We also have a new Wu Yi tea in, a spring-fall sort of tea. Picked in the spring, this tea was not finished being processed until the fall. This means a fresh roasted taste to the tea will give it plenty of juicy plum notes and a hint of cinnamon at the finish. It is said that in the best most "classic" tasting Wu Yi teas, which can give up to 20 steepings, that in the last 5 steepings, rock teas give off an orchid flower note that only presents itself only at this time. Today after 10 -12 steepings, most rock teas just peter out and go watery. We chose this Wu Yi tea because it has that orchid flower note at the end. This is a great rock tea to teach yourself about Wu Yi teas. When you brew this tea be very selective about your water source and it's mineral content as that will have a dramatic effect on this tea.
Our newest "old" addition to our Ti Kuan Yin family is our 10 year-old TKY. There are a few things that make this a spectacular tea. Most oolong tea bushes today have shorter lives than they used to. To find 10 year old trees, and in addition, to have so many leaves hand picked from that bush are a terrific find. In addition to starting with a good tea, having an expert hand to process it brings out the best flavors. A longer oxidation time gives the tea a "Sook Heung" toasty, roasted, grainy, bready taste.

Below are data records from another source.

PR #308, opened 2026-05-27
fix: fix undefined behavior in bitwise left-shift operations across codebase

lxy-9602:
### Purpose

No Linked issue.

Fix all signed left-shift undefined behavior (UB) across the codebase - signed left-shift that overflows or operates on negative values is UB per the C++ standard.

### Generative AI tooling
Generated-by: Claude-4.6-Opus

### DIFF
--- a/src/paimon/common/utils/var_length_int_utils.h
+++ b/src/paimon/common/utils/var_length_int_utils.h
@@ -88,13 +88,13 @@ class VarLengthIntUtils {
             return static_cast<int32_t>(first_byte);
         }
         // Multi-byte: fall through to generic loop
-        int32_t result = 0;
+        uint32_t result = 0;
         for (int32_t shift = 0; shift < 32; shift += 7) {
             auto byte_val = static_cast<uint8_t>(data[*offset]);
             ++(*offset);
-            result |= static_cast<int32_t>(byte_val & 0x7F) << shift;
+            result |= static_cast<uint32_t>(byte_val & 0x7F) << shift;
             if ((byte_val & 0x80) == 0) {
-                return result;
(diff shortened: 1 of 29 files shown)


src/paimon/common/utils/var_length_int_utils.h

We also have our best selling Ying De red tea back. You'll remember this is the hybrid plant bred from Yunnan big leaf and Feng Huang Dan Chong. This is an ultra high grade of "Hong Cha" red tea. With huge leaves and buds, this tea has a deep red color, a bittersweet cocoa note. On days when the wind is howling and the rain is coming down in sheets, it is an excellent paring with milk for an authentic Chinese style milk tea to keep you warm.